What seems odd is with --vfs-cache-mode off (cache disabled) to get 6x times better upload speed than download speed. Could it be possible to have rclone mount use multithreaded downloads like it does with --vfs-cache-mode full when the cache is not used for reads, that is in any other mode of the cache?

Bests,
Frédéric.

Understood!

That is quite odd! With VFS cache mode off it will be streaming files single threaded both up and down.

Multithreaded downloads will only work to a temporary file on disk. That is what cache mode full lets you do.

I can't think of a way of making them work without.
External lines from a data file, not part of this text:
PR #131, opened 2016-11-29
Fix Retries

8W9aG:
* Handler was always being removed regardless of whether it was attempting to retry
* Not only that, but it attempted to retry on a task that had just completed
* Also fixes partial availability error on Xcode 8.1


8W9aG:
@spotify/objc-dev

KeenanCassidy:
+1

SPTDataLoader/SPTDataLoaderService.m
```diff
@@ -308,14 +308,22 @@ - (void)URLSession:(NSURLSession *)session
 didCompleteWithError:(nullable NSError *)error
 {
     SPTDataLoaderRequestTaskHandler *handler = [self handlerForTask:task];
+    handler.task = [self.session dataTaskWithRequest:handler.request.urlRequest];
```
8W9aG: That's okej by this time the task has expired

Did you want to avoid the files on disk?

Hi Nick,

I think this is specific to the S3 storage type and S3 multipart uploads (the --s3-chunk-size --s3-upload-concurrency). I doubt that the per file "super cali fragilistic expialidocious" multi-threading amazing code implementation you've done recently in rclone comes into play here. :slight_smile:

I do. Well for big files at least. I did not make up my mind yet on what cache mode would better suits our researcher needs. Might depend on the size of their data, but I know some users having many big files that came from research experiments. Maybe a new option like --vfs-cache-max-filesize-read would allow using --vfs-cache-mode full with multi-threading downloads enabled without caching too many files.
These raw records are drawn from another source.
PR #132, opened 2016-12-05
Fix Race Conditions associated with new tasks for retries

8W9aG:
* Issue 1: The task property was nonatomic while being accessed from different threads, this is a no no
* Issue 2: There are race conditions which can lead to handlers not being associated with a task, this is solved


8W9aG:
@spotify/objc-dev

adamhowardprice:
👍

I'm not sure I understand "Multithreaded downloads will only work to a temporary file on disk" because of this from the documentation:

https://github.com/rclone/rclone/blob/master/docs/content/docs.md#--multi-thread-cutoffsize "Rclone preallocates the file (using fallocate(FALLOC_FL_KEEP_SIZE) on unix or NTSetInformationFile on Windows both of which takes no time) then each thread writes directly into the file at the correct place. This means that rclone won't create fragmented or sparse files and there won't be any assembly time at the end of the transfer."

Tell me if I'm wrong:

When copying a file from S3 rclone mounted storage to local directory from Windows Explorer rclone is called by the operating system to download the file, right? If rclone can download the file using the new multi-threading code when using --vfs-cache-mode full, why could it not use the same code to download the file when --vfs-cache-mode <anything_else>?

And also... If rclone copy, that don't use the cache, is able to use the multi-threading code, why would rclone mount not be able to use it when read cache is off?

Hope you don't mind my questions. Love your code.

Regards,
Frédéric.

Hmm, not a bad idea!

It is all to do with the filing system interface... When copying using Windows explorer the copy goes

Explorer -> Windows Kernel -> WinFSP -> rclone

The API from Windows kernel -> WinFSP does not supply any info about the local file. All rclone can do is stream data sequentially.

I hope that makes sense!

Oh now I get it! Makes sens :blush:.

So when --vfs-cache-mode <anything_else> rclone directly streams the file to WinFSP sequentially and when --vfs-cache-mode full, rclone first downloads the file to the cache then streams the cached file back to WinFSP, right?

Could this get any better with changes to WinFSP code? Or is the issue on the kernel side?

Regarding the cache, maybe what I want is already covered by --vfs-cache-max-size and --vfs-cache-max-age. No big deal if huge files goes through the cache as they will be remove from it at the end of --vfs-cache-max-age. So I will probably use --vfs-cache-mode full in the end to workaround the download speed "issue".

Yes, that is right.

It is how filesystems work and I don't think there will ever be a work around. It's the same on Linux

That should work with the one slight annoyance that rclone will download the entire file before giving any of our to the user.

Nick,

Thank you for this talk. I'll go with --vfs-cache-mode full and will let you know if caching huge files for reads happen to be an issue.

Bests,
Frédéric.

1 Like

This topic was automatically closed 90 days after the last reply. New replies are no longer allowed.